Differences from Rate Limiting:

FeatureRate LimitingQuotas
Time WindowShort-term (seconds/minutes)Long-term (daily/monthly/yearly)
PurposePrevent server overloadEnforce usage tiers and subscriptions
EnforcementPer requestPer account, API key, or subscription

Quota in REST API

Scenario: Free users can make 10,000 requests/month.

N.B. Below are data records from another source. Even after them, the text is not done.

Issue #194, opened 2015-03-30
refactor slave tracking in scheduler


jdef:
the `KubernetesScheduler` maintains a slave index and uses it's "master lock" to control access to that index. The index really should be broken out into its own registry, similar to what's been done for offers and pod tasks. Then we can probably eliminate the big ugly lock at the top-level scheduler (or at least get closer to that point).

jdef:
I already ripped out the slave's embedded offer list as part of #207. Should be trivial at this point to write a slaveStorage struct and move the lock in there.

jdef:
this issue needs review .. anything left?

karlkfi:
I think this is done, since https://github.com/mesosphere/kubernetes-mesos/pull/220 has long since been merged. Feel free to make a new ticket if you don't agree, @jdef

jdef:
sgtm

PR #220, opened 2015-04-13
Refactor slave tracking in scheduler

joerg84:
#194

### DIFF
--- a/pkg/scheduler/scheduler.go
+++ b/pkg/scheduler/scheduler.go
@@ -56,6 +56,44 @@ func newSlave(hostName string) *Slave {
 	}
 }
 
+type slaveStorage struct {
+	sync.Mutex
+	slaves map[string]*Slave // SlaveID => slave.
+}
+
+func newSlaveStorage() *slaveStorage {
+	return &slaveStorage{
+		slaves: make(map[string]*Slave),
+	}
+}
+
+// Create a mapping between a slaveID and slave if not existing.
+func (self *slaveStorage) checkAndAdd(slaveId, slaveHostname string) {
+	self.Lock()
+	defer self.Unlock()
+	_, exists := self.slaves[slaveId]
+	if !exists {
+		self.slaves[slaveId] = newSlave(slaveHostname)
+	}
+}
+
+func (self *slaveStorage) getSlaveIds() []string {
+	self.Lock()
+	defer self.Unlock()
+	slaveIds := make([]string, 0, len(self.slaves))
+	for slaveID, _ := range self.slaves {
+		slaveIds = append(slaveIds, slaveID)
+	}
+	return slaveIds
+}
+
+func (self *slaveStorage) getSlave(slaveId string) (*Slave, bool) {
+	self.Lock()
+	defer self.Unlock()
+	slave, exists := self.slaves[slaveId]
+	return slave, exists
+}
+
 type PluginInterface interface {
 	// the apiserver may have a different state for the pod than we do
 	// so reconcile our records, but only for this one pod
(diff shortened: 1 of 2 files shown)


ConnorDoyle:
:+1: Looking cleaner!

jdef:
This cleanup is long overdue. Thanks for implementing it. Couple of suggestions:

1. please run `make format` or else individually `go fmt` the source code before you commit
1. `exists()` and `getSlave()` are redundant. recommend eliminating `exists()`, clients can query the same via `_, found := slaveStorage.getSlave(someId)` instead. it's more idiomatic.

pkg/scheduler/scheduler.go
```diff
@@ -230,10 +276,7 @@ func (k *KubernetesScheduler) InstallDebugHandlers(mux *http.ServeMux) {
 		func() {
```
jdef: can actually eliminate this anonymous func() since it's only there to provide context for lock/unlock. instead of using a chan (get rid of that too), just set `slaves := k.slaves.getSlaveIds()` directly.

pkg/scheduler/scheduler.go
```diff
@@ -388,7 +428,7 @@ func (k *KubernetesScheduler) StatusUpdate(driver bindings.SchedulerDriver, task
 		}
 		k.RLock()
```
jdef: can safely remove this RLock/RUnlock since the only thing they were guarding is now protected via `slaveStorage`.

pkg/scheduler/scheduler.go
```diff
@@ -335,10 +378,7 @@ func (k *KubernetesScheduler) ResourceOffers(driver bindings.SchedulerDriver, of
 	k.offers.Add(offers)
 	for _, offer := range offers {
 		slaveId := offer.GetSlaveId().GetValue()
-		_, exists := k.slaves[slaveId]
-		if !exists {
-			k.slaves[slaveId] = newSlave(offer.GetHostname())
-		}
+		k.slaves.checkAndAdd(slaveId, offer.GetHostname())
```
jdef: you can safely remove the lock/unlock that appears a few lines back -- it's no longer needed

pkg/scheduler/scheduler.go
```diff
@@ -845,11 +885,7 @@ func (ks *KubernetesScheduler) recoverTasks() error {
 		defer ks.Unlock()
```
jdef: you can safely remove the calls to lock/unlock here

joerg84: I actually planned to remove the redundant locks in a second round. Is that ok or do you prefer this in the same patch?

jdef: Second round is fine. I thought I saw that you had already started, so I
was just pointing out the rest.

On Mon, Apr 13, 2015 at 7:11 AM, Joerg Schad <notifications@github.com>
wrote:

> In pkg/scheduler/scheduler.go
> <https://github.com/mesosphere/kubernetes-mesos/pull/220#discussion_r28229983>
> :
>
> > @@ -845,11 +885,7 @@ func (ks *KubernetesScheduler) recoverTasks() error {
> >  		defer ks.Unlock()
>
> I actually planned to remove the redundant locks in a second round. Is
> that ok or do you prefer this in the same patch?
>
> —
> Reply to this email directly or view it on GitHub
> <https://github.com/mesosphere/kubernetes-mesos/pull/220/files#r28229983>.
>



-- 
James DeFelice
585.241.9488 (voice)
650.649.6071 (fax)

jdef:
LGTM

Issue #191, opened 2015-03-28
prototype using a make.go file instead of Makefile for builds


jdef:
examples:
* https://camlistore.googlesource.com/camlistore/+/master/make.go
* https://gist.github.com/rbucker/2f362aeb0ddec24e8b8f

jdef:
we're using the upstream build process now

PR #227, opened 2015-04-17
Makefile written in GO

ovisan:
this is the initial commit that has ```install``` and ```all``` commands working
https://github.com/mesosphere/kubernetes-mesos/issues/191

### DIFF
--- a/makefile.go
+++ b/makefile.go
@@ -1,0 +1,208 @@
+package main
+
+import (
+	"flag"
+	"fmt"
+	"log"
+	"os"
+	"os/exec"
+	"path"
+	"path/filepath"
+)
+
+var (
+	kube_go_package string
+	k8sm_go_package string
+	k8_cmd          []string
+	tempDirs        []string
+	cmd_dirs        []string
+	lib_dirs        []string
+	target          = "./target"
+)
+
+func dieIf(err error) {
+	if err != nil {
+		log.Fatal(err)
+	}
+}
+
+func run(dir, command string, args ...string) error {
+	cmd := exec.Command(command, args...)
+	cmd.Dir = dir
+
+	cmd.Stdout = os.Stdout
+	cmd.Stderr = os.Stderr
+
+	err := cmd.Run()
+	if err != nil {
+		return err
+	}
+	return nil
+}
+
+// a walk path function to search for all *.go files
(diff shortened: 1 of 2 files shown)


makefile.go
```diff
@@ -0,0 +1,220 @@
...
+	target          = "./target"
+)
+
+func run(dir, command string, args ...string) (output string, err error) {
+	cmd := exec.Command(command, args...)
+	cmd.Dir = dir
+
+	var out bytes.Buffer
+	var stderr bytes.Buffer
+	cmd.Stdout = &out
```
jdef: why capture the output/error streams instead of just configuring cmd to use `os.Stdout` and `os.Stdin`?

makefile.go
```diff
@@ -0,0 +1,220 @@
...
+	KUBE_GO_PACKAGE string
+	K8SM_GO_PACKAGE string
+	K8_CMD          []string
+	tempDirs        []string
+	CMD_DIRS        []string
+	LIB_DIRS        []string
+	target          = "./target"
+)
+
+func run(dir, command string, args ...string) (output string, err error) {
```
jdef: the output string is never actually used anywhere, should probably kill it and just return error

makefile.go
```diff
@@ -0,0 +1,220 @@
...
+	"os/exec"
+	"path"
+	"path/filepath"
+)
+
+var (
+	KUBE_GO_PACKAGE string
+	K8SM_GO_PACKAGE string
+	K8_CMD          []string
+	tempDirs        []string
```
jdef: smells funny to have this as a global

jdef:
Thanks for the PR. This is a nice first step towards breaking away from the Makefile. I'd recommend adding something like `func dieIf(err error) { if err != nil { log.Fatal(err) } }` that you can wrap around calls that simply return `error` -- saves on some of the boilerplate.

ConnorDoyle:
Could you also make the associated changes to the build instructions in the README and elsewhere?

makefile.go
ovisan: I did it like this because later on it's maybe needed to parse the output for further actions, but it can be changed back later.

ovisan:
You are welcome :-) 
The README contains now the build instructions and the code has been modified with your suggestions.

PR #232, opened 2015-04-28
removed reference to master_mesos env variable

joerg84:
Follow Up to #210 
Quick test looks good, but I will replay the entire tutorial with these changes tomorrow.
Note: we should also update the GCE tutorial once these changes hit upstream/once we tag another release.


joerg84:
Pushed updated version directly to upstream-cloud-provider-prep brach.

PR #231, opened 2015-04-26
Add test coverage for the offers package

sttts:

PR #243, opened 2015-05-02
Add test coverage for the offers package

sttts:
Replaces #231.

### DIFF
--- a/pkg/offers/offers_test.go
+++ b/pkg/offers/offers_test.go
@@ -10,6 +10,32 @@ import (
 	"github.com/mesosphere/kubernetes-mesos/pkg/proc"
 )
 
+func TestExpiredOffer(t *testing.T) {
+	t.Parallel()
+
+	ttl := 2 * time.Second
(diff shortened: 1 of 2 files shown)


pkg/offers/offers_test.go
```diff
@@ -47,6 +73,212 @@ func TestTimedOffer(t *testing.T) {
...
+	})
+
+	// Add hostname1 offer
+	id := util.NewOfferID("foo")
+	o := &mesos.Offer{Id: id, Hostname:&hostname1}
+	storage.Add([]*mesos.Offer{o})
+
+	// listener1 is notified by closing channel
+	select {
+	case _, more := <-listener1:
```
jdef: (very) small nit: "more" is an interesting choice. i think that if <-someChan returns `_, true` then it doesn't necessarily mean that there's more data coming down the chan, but that it just hasn't closed yet. people tend to use `ok` or `found` for instead.

jdef:
LGTM - thanks for the PR!

PR #5849, opened 2025-01-22
Enable workspace lints for `gpu`

xzfc:
This PR enables our default set of lints for the `gpu` crate and fixes them.
Fixes are performed automatically using the following command:
```console
cargo clippy -p gpu --all-features --all-targets
```

---
For the reference, a command to find crates without lints enabled:
```console
find -name Cargo.toml | xargs grep -L '^workspace = true$'
```
(currently only `gpu` is missing)

### DIFF
--- a/lib/gpu/Cargo.toml
+++ b/lib/gpu/Cargo.toml
@@ -7,6 +7,9 @@ authors = [
 license = "Apache-2.0"
 edition = "2021"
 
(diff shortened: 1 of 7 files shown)


IvanPleshkov (approved):

IvanPleshkov:
Thanks for this change!

PR #5851, opened 2025-01-22
shell.nix: add vulkan-loader to LD_LIBRARY_PATH

xzfc:
This PR updates `shell.nix` to let Qdrand find `libvulkan.so.1`.

Tested only on NixOS. Not sure how it would affect nix without NixOS on Linux/macOS/Windows.

### DIFF
--- a/shell.nix
+++ b/shell.nix
@@ -109,6 +109,10 @@ mkShell {
       export MACOSX_DEPLOYMENT_TARGET="10.13"
     fi
 
+    # GPU bindings require libvulkan.so.1 during runtime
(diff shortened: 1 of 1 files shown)


IvanPleshkov (commented):
For development puproses also required tools. It includes device extensions like validator etc
You may adopt these bash commands from our CI:
```
sudo apt-get install clang
sudo apt-get install mesa-vulkan-drivers libvulkan1 vulkan-tools vulkan-validationlayers
```

Check status:
```
/usr/bin/vulkaninfo --summary
```

PR #5844, opened 2025-01-21
Propagate hardware counter for more functions

JojiiOfficial:
Depends on #5822 and #5816

PR #5863, opened 2025-01-23
[WIP] Io measurement for auth middlewares

JojiiOfficial:
WIP

Depends on #5844


generall:
I am not sure we need this. Serverless user normally doesn't have control over JWT token structure

PR #5866, opened 2025-01-23
id_tracker filters out points without version to honor flushing sequence

agourlay:
A point without a version did not go through the full flushing sequence because the version is flushed last.

An incomplete point should not be visible when merging points from the different segments.

The current behavior creates false positive for the data consistency check, where points without vectors get a synthetic version `Some(0)` generated.

Example of broken storage created by [crasher](https://github.com/qdrant/crasher)

```
025-01-23T14:40:08.473815Z ERROR segment::segment::segment_ops: Vector storage 'sparse-vector-float16-1' is missing point Some(NumId(750)) point_offset: 1600 version: Some(0)    
2025-01-23T14:40:08.473900Z ERROR segment::segment::segment_ops: Vector storage 'sparse-vector-float16-2' is missing point Some(NumId(750)) point_offset: 1600 version: Some(0)    
2025-01-23T14:40:08.473911Z ERROR segment::segment::segment_ops: Vector storage 'sparse-vector-index-memory-2' is missing point Some(NumId(750)) point_offset: 1600 version: Some(0)    
2025-01-23T14:40:08.473936Z ERROR segment::segment::segment_ops: Vector storage 'sparse-vector-float16-1' is missing point Some(NumId(740)) point_offset: 1601 version: Some(0)    
2025-01-23T14:40:08.473947Z ERROR segment::segment::segment_ops: Vector storage 'sparse-vector-float16-2' is missing point Some(NumId(740)) point_offset: 1601 version: Some(0)
```

### DIFF
--- a/lib/segment/src/id_tracker/mod.rs
+++ b/lib/segment/src/id_tracker/mod.rs
@@ -27,6 +27,8 @@ pub struct MergedPointId {
 }
 
 /// Calls a closure for each unique point from multiple ID trackers.
+///
+/// Discard points that have no version.
 pub fn for_each_unique_point<'a>(
     id_trackers: impl Iterator<Item = &'a (impl IdTracker + ?Sized + 'a)>,
     mut f: impl FnMut(MergedPointId),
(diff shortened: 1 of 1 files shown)


coszio (approved):

timvisee (approved):
I do think this change is correct.

I'm still wondering though if there's any possible side effect introduced by this. I suggest to keep an eye on chaos testing to see if behavior changes there.

PR #5871, opened 2025-01-24
update filters out points without version to honor flushing sequence

agourlay:
Same motivation as https://github.com/qdrant/qdrant/pull/5866

Points without version are not well defined and should not be updated, only deleted.


timvisee (approved):
This is quite a fundamental change.

I totally agree that we should not rely on/use points that have no version, as I'd consider that bad practice.

I cannot think of a clear scenario where applying this change becomes problematic. In case of our copy on write operations, we always flush appendable segments first which should prevent failing to persist the moved point version before deleting the old point.

Let's merge, but keep this change in mind if we see any inconsistency problems in the future.

PR #5873, opened 2025-01-24
Simplify tar ext

ffuugoo:
### All Submissions:

### New Feature Submissions:

### Changes to Core Features:


xzfc:
Also, please test it on interrupted snapshot streaming; check if it doesn't panic. It's  the situation that these unit tests are trying to recreate.

E.g. run on a non-empty collecton:
```sh
curl -v 127.0.0.1:6333/collections/collection_name/shards/0/snapshot --max-time 2 --limit-rate 10k --output /dev/null
```

lib/common/common/src/tar_ext.rs
```diff
@@ -390,39 +301,39 @@ mod tests {
...
-        let tar = BuilderExt::new_seekable_owned(DummyBridgeWriter(false, Arc::clone(&data)));
+        let tar = BuilderExt::new_seekable_owned(DummyBridgeWriter(false, data.clone()));
         assert!(tar.finish().await.is_ok());
         assert_eq!(data.lock().await.len(), 1024);
     }
 
     #[tokio::test]
     async fn test_dummy_finish_fail() {
         let data = Arc::new(Mutex::new(Vec::new()));
-        let tar = BuilderExt::new_seekable_owned(DummyBridgeWriter(true, Arc::clone(&data)));
```
generall, line 409: I like the explicit one better

ffuugoo: Why though? 🤔

xzfc: It's recommended in the [Rust Book](https://doc.rust-lang.org/book/ch15-04-rc.html#using-rct-to-share-data):

> We could have called `a.clone()` rather than `Rc::clone(&a)`, but Rust’s convention is to use `Rc::clone` in this case.

And once it was [recommended in the `std` doc](https://doc.rust-lang.org/1.38.0/std/sync/struct.Arc.html#cloning-references):

> The `Arc::clone(&from)` syntax is the most idiomatic because it conveys more explicitly the meaning of the code. In the example above, this syntax makes it easier to see that this code is creating a new reference rather than copying the whole content of foo.

On the other hand, it's debatable whether it's more idiomatic or just opinionated; and they've [removed](https://www.github.com/rust-lang/rust/pull/63252) this recommendation from the `std` docs, and [demoted](https://www.github.com/rust-lang/rust-clippy/pull/2355) the corresponding clippy lint (`clone_on_ref_ptr`) from being enabled by default.

---

My preference is to keep it explicit.

lib/common/common/src/tar_ext.rs
```diff
@@ -325,38 +177,97 @@ impl<W: Send + Write + Seek + 'static> BuilderExt<W> {
...
 
+/// A wrapper that drops inner type `T` inside [`tokio::task::block_in_place`].
+///
+/// This is a is a workaround for the inconvenient [`tar::Builder`] behavior: dropping a [`tar::Builder`]
+/// might cause a final write of archive footer. This behavior is problematic for [`Write`]
+/// implementations that could panic when used in an async context, such as [`SyncIoBridge`].
+///
+/// Note, that [`tokio::task::block_in_place`] **panics** when called under "current-thread" Tokio runtime,
+/// and so this wrapper only works under "multi-threaded" runtime.
+struct BlockInPlaceOnDrop<T>(Option<T>);
```
timvisee, line 216: Would it be worth to put this in a separate module, because it's a generic type that may be used elsewhere?

timvisee (commented):
image :ok_hand:

lib/common/common/src/tar_ext.rs
ffuugoo: Yeah, I remember it being recommended, but I never liked and followed that convention. I'll revert, but I see very little merit in this rule. It's just noise. 🙄

ffuugoo:
Also, stop reviewing draft PRs, you're stressing me out 😬

lib/common/common/src/tar_ext.rs
```diff
@@ -325,38 +177,109 @@ impl<W: Send + Write + Seek + 'static> BuilderExt<W> {
...
+
+        if rt.runtime_flavor() != tokio::runtime::RuntimeFlavor::CurrentThread {
+            tokio::task::block_in_place(move || drop(inner));
+        } else {
+            // We can't use `block_in_place` with current-thread runtime, so just drop `inner` as-is.
+            // It might block the runtime and `SyncIoBridge` will still panic, but it's the best we can do. 🤷‍♀️
+            drop(inner);
+        }
+    }
+}
```
ffuugoo, line 246: I'm not super happy about the whole `BlockInPlaceOnDrop`, because it still panics if run on a current-thread Tokio runtime. And I'm ready to drop this change, if everyone prefer `BlowFuseOnDrop`, but hear me out:

Cons:
- panics if run on current-thread Tokio runtime
  - _I think_, we mostly use multi-thread runtimes in Qdrant, so it should not be a major issue, I think 🤔
  - at worst we'll have to use `#[tokio::test(flavor = "multi_thread")]` on some of our tests

Pros:
- it's simpler than `BlowFuseOnDrop`
- it's more **correct**, because it's easy to introduce subtle bugs with `BlowFuseOnDrop`

ffuugoo: > it's easy to introduce subtle bugs with BlowFuseOnDrop

If we look how we *currently* do `Regular` snapshots:

https://github.com/qdrant/qdrant/blob/a72a5f43e8574ad7810dc45967c393cf6acf4163/lib/segment/src/segment/entry.rs#L820-L824

In this snippet, we create and write an *inner* tar archive (for the segment) directly into the outer tar archive of the collection/shard snapshot.

The issue is that **we forgot to call `BuilderExt::finish`**. And because of `BlowFuseOnDrop`, `tar::Builder::finish` *won't* be called when we drop `BuilderExt`. Basically, when creating snapshots in `Regular` format we don't correctly finalize inner segment archives. 💁‍♀️

```rust
tar.blocking_write_fn(Path::new(&format!("{segment_id}.tar")), |writer| {
    // We create "nested" `tar_ext::BuilderExt`, that writes inner archive directly into outer archive,
    // without creating any additional files on disk
    let tar = tar_ext::BuilderExt::new_streaming_borrowed(writer);
    let tar = tar.descend(Path::new(SNAPSHOT_PATH))?;
    snapshot_files(self, temp_path, &tar) // we write data into inner archive... but we don't call `tar.finish()` after
    // so, `tar` variable is dropped here, `BlowFuseOnDrop` "disables" `tar::Builder::finish`, and the tail of the archive is not properly written
})??;
```

It's not critical in this case (@xzfc said that `tar::Builder::finish` only pads the tail of the archive with zero-bytes, so it's not super important?), but it's a live example, that it's *easy* to introduce a *potential* bug.

`BlockInPlaceOnDrop` tries to fix this in the most generic way possible, with a single caveat that it panics when using current-thread runtime.

ffuugoo: The bug example is relevant, but `block_in_place` is not good enough in practice. :/

ffuugoo:
I've removed more extreme changes from the PR, it's ready for review.

lib/common/common/src/tar_ext.rs
ffuugoo: Decided to remove this change from the PR.

xzfc:
At first glance, LGTM, will check thoughtfully a bit later.

xzfc (approved):
Looks neat, thanks. Sorry for long wait, got piled by a backlog.

PR #5876, opened 2025-01-27
Bump itertools 0.14

agourlay:
Itertools 0.14.0 has been out for a month but for some reason Dependabot is not picking it up.

https://github.com/rust-itertools/itertools/blob/master/CHANGELOG.md#0140

### DIFF
--- a/Cargo.lock
+++ b/Cargo.lock
@@ -493,7 +493,7 @@ version = "1.13.2-dev"
 dependencies = [
  "chrono",
  "common",
- "itertools 0.13.0",
+ "itertools 0.14.0",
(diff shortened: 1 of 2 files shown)


timvisee (approved):
> but for some reason Dependabot is not picking it up

Our ['10 updates per week'](https://github.com/qdrant/qdrant/blob/a72a5f43e8574ad7810dc45967c393cf6acf4163/.github/dependabot.yml#L8) may be too restrictive.

agourlay:
It seems Dependabot only created 6 PRs last week, it had the capacity :shrug:

PR #5881, opened 2025-01-27
Add payload_json! macro

xzfc:
We have this impl:
https://github.com/qdrant/qdrant/blob/a72a5f43e8574ad7810dc45967c393cf6acf4163/lib/segment/src/types.rs#L1243-L1250

A `From` implementation that panics violates [this trait basic assumption](https://doc.rust-lang.org/std/convert/trait.From.html#when-to-implement-from). To avoid that, we could replace it with `TryFrom` and use `.try_into().unwrap()` instead of `.into()`. But in our code, this conversion is used solely to convert from `json!({…})` literals. So, a cleaner approach: introduce a macro `payload_json!` that couldn't fail.

This PR introduces a new macro `payload_json!` and replaces replaces usages like `json!({ "some": "thing" }).into()` with `payload_json! { "some": "thing" }`. The `From` impl is removed.

### DIFF
--- a/lib/collection/src/collection_manager/collection_updater.rs
+++ b/lib/collection/src/collection_manager/collection_updater.rs
@@ -78,6 +78,7 @@ mod tests {
     };
     use segment::entry::entry_point::SegmentEntry;
     use segment::json_path::JsonPath;
+    use segment::payload_json;
     use segment::types::PayloadSchemaType::Keyword;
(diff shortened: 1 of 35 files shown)


timvisee (approved):
In my opinion this is a great use case for a new macro. :ok_hand: 

I like the infallible construction!

PR #5879, opened 2025-01-27
Add more tests for find_fitting_gap in blob store

timvisee:
Two more tests that cover finding a gap in our blob store implementation.

These tests try to find a number of blocks covering one or more regions. It especially tests the way `find_fitting_gap` is implemented with the `windows` iterator.

Two sets of assertions fail on our current branch, marked with a TODO.

### All Submissions:

* [ ] Contributions should target the `dev` branch. Did you create your branch from `dev`?
* [ ] Have you followed the guidelines in our Contributing document?
* [ ] Have you checked to ensure there aren't other open [Pull Requests](../../../pulls) for the same update/change?

### New Feature Submissions:

1. [ ] Does your submission pass tests?
2. [ ] Have you formatted your code locally using `cargo +nightly fmt --all` command prior to submission?
3. [ ] Have you checked your code using `cargo clippy --all --all-features` command?

### Changes to Core Features:

* [ ] Have you added an explanation of what your changes do and why you'd like us to include them?
* [ ] Have you written new tests for your core changes, as applicable?
* [ ] Have you successfully ran tests with your changes locally?

PR #5882, opened 2025-01-27
Fix gap finding logic

coszio:
There was a case, where we were missing to scan a section of the gaps to find a spot to write. 

Even when having enough space in the last region + next to last region, the logic was exiting earlier and causing a panic because there were "allegedly" no more pages even after giving the opportunity to create them.

This PR rewrites the logic and fixes it by ensuring all cases are covered before responding that there is no gap large enough. Now it does one pass with the minimum amount of regions, and another one with the maximum if needed.

### DIFF
--- a/lib/blob_store/src/bitmask/gaps.rs
+++ b/lib/blob_store/src/bitmask/gaps.rs
@@ -261,7 +261,7 @@ mod tests {
     use tempfile::tempdir;
 
     use super::*;
-    use crate::config::{StorageOptions, DEFAULT_BLOCK_SIZE_BYTES, DEFAULT_REGION_SIZE_BLOCKS};
+    use crate::config::{StorageOptions, DEFAULT_REGION_SIZE_BLOCKS};
 
     prop_compose! {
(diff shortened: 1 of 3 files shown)


timvisee (changes requested):
I did write some tests for `find_fitting_gaps` on the side in <https://github.com/qdrant/qdrant/pull/5879>.

These changes don't make the test pass.

More specifically: if we have 3 empty regions, and we try to find blocks covering about 2.1 regions, we still fail.

coszio:
Thank you for the extra tests @timvisee!

I missed asserting that the middle regions were also empty when traversing the windows. Just pushed the fix. 

Would you mind giving it another look?

agourlay:
@coszio did you try running our blobstore benchmark for sanity check?

coszio:
@agourlay 
Just ran them now. No noticeable degradation was found

timvisee (approved):
As discussed, this now checks both window sizes. I'm happy with this as a patch.

Thanks for including both sets of tests.

PR #5884, opened 2025-01-27
Use dynamic windows with sliding head/tail in find_fitting_gap

timvisee:
Improvement on <https://github.com/qdrant/qdrant/pull/5882>
Alternative for <https://github.com/qdrant/qdrant/pull/5883>

Tweaks the `find_fitting_gap` and implements the dynamic sliding window with head/tail pointer as discussed in a call.

This _seeks_ the head and tail pointer forward until a range of regions is found with enough blocks to satisfy the requested size.

On each iteration, this scans backwards from the head (higher index) to the tail (lower index). This way we can jump the tail forward multiple steps if we find a region that is not fully empty.

All new tests added in <https://github.com/qdrant/qdrant/pull/5882> are included and succeed.

I did not benchmark this (yet).

### All Submissions:

### New Feature Submissions:

### DIFF
--- a/lib/blob_store/src/bitmask/gaps.rs
+++ b/lib/blob_store/src/bitmask/gaps.rs
@@ -194,18 +194,18 @@ impl BitmaskGaps {
             return None;
         }
 
-        let (mut head, mut tail) = (0, 0);
+        let (mut head, mut tail) = (min_regions_needed - 1, 0);
 
         // Slide head/tail over regions until we find a gap
         'slider: while head < self.len() {
             // If we need more/less regions, advance head/tail
             let region_count = head.saturating_sub(tail) + 1;
             if region_count < min_regions_needed {
-                head += 1;
+                head += min_regions_needed - region_count;
                 continue;
             }
             if region_count > max_regions_needed {
-                tail += 1;
+                tail += region_count - max_regions_needed;
                 continue;
             }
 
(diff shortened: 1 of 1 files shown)


lib/blob_store/src/bitmask/gaps.rs
```diff
@@ -186,72 +186,70 @@ impl BitmaskGaps {
...
-                // make sure the middle regions are all free
-                let middle_regions = &gaps[1..window_size - 1];
-                if middle_regions
-                    .iter()
-                    .any(|gap| gap.max as usize != self.config.region_size_blocks)
-                {
-                    return None;
+                if blocks >= num_blocks {
+                    return Some(region_index as u32..head as u32 + 1);
                 }
```
coszio, line 231: This check only applies until `(head - region_index) >= min_regions_needed`, but it is fine since we cannot avoid to check the region's `trailing` field, and the check is super cheap.

coszio (commented):
After spending quite some time of analyzing this logic, I agree it is sound and efficient, specially for the case of a value which spans 2 or more regions. Although I don't think such large values should be normal.

I would love to see some benchmarking against current implementation, just to get some numbers on the speedup this can generate, even with a synthetic dataset. It would help to build a case for (IMO) increasing the cognitive load of the method.

timvisee:
> I would love to see some benchmarking against current implementation, just to get some numbers on the speedup this can generate, even with a synthetic dataset.

I did a basic benchmark using our `real_data_bench` benchmark. It shows a +40% regression with this implementation.

```
Benchmarking insert real payload (large): Warming up for 3.0000 s
Warning: Unable to complete 100 samples in 5.0s. You may wish to increase target time to 75.8s, or reduce sample count to 10.
insert real payload (large)
                        time:   [1.5283 s 1.7568 s 2.0280 s]
                        change: [+12.821% +40.400% +76.542%] (p = 0.00 < 0.05)
                        Performance has regressed.
Found 11 outliers among 100 measurements (11.00%)
  4 (4.00%) high mild
  7 (7.00%) high severe
```

> It would help to build a case for (IMO) increasing the cognitive load of the method.

I like the approach in this PR better because there's a single loop with a few conditions that does everything. Versus branching into different blocks or functions based on what we're looking for like currently in dev.

What's currently in dev clearly performs better. I don't want to go through the effort of tuning this, so I'll close the PR. It was worth the shot!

  1. Client makes a request:
GET /api/products
  1. Server checks monthly usage:
  • Usage < 10,000 → process request, increment usage
  • Usage ≥ 10,000 → return 403 Forbidden with quota message

Response:

HTTP/1.1 403 Forbidden
Content-Type: application/json

{
"error": "Quota exceeded. Free tier allows 10,000 requests per month."
}
  • Paid users might have higher quotas.
  • Quotas are often combined with rate limits to control both burst traffic and overall usage.

Combining Rate Limiting & Quotas

Imagine an API with:

  • Rate Limit: 100 requests per hour
  • Monthly Quota: 10,000 requests

Client requests:

GET /api/orders

Server checks:

  1. Hourly rate: If requests > 100 → 429 Too Many Requests
  2. Monthly quota: If total > 10,000 → 403 Quota Exceeded

Response headers may include:

X-RateLimit-Limit: 100
X-RateLimit-Remaining: 45
X-RateLimit-Reset: 1673269200
X-Quota-Limit: 10000
X-Quota-Remaining: 8765

Why Rate Limiting & Quotas Improve Performance & Scalability

  1. Prevents server overload: Stops clients from sending too many requests at once.
  2. Fair usage: Ensures no client consumes disproportionate resources.
  3. Encourages efficient client behavior: Clients implement caching or backoff strategies.
  4. Supports monetization: Quotas enable tiered subscription models.
  5. Protects downstream services: Rate limiting reduces load on databases and third-party integrations.

Best Practices

  • Return 429 for rate limit exceeded and 403 for quota exceeded.
  • Use Retry-After header to guide clients.
  • Combine with caching for optimal performance.
  • Log request counts for monitoring and analytics.
  • Consider IP-based, user-based, or API key-based limits depending on API type.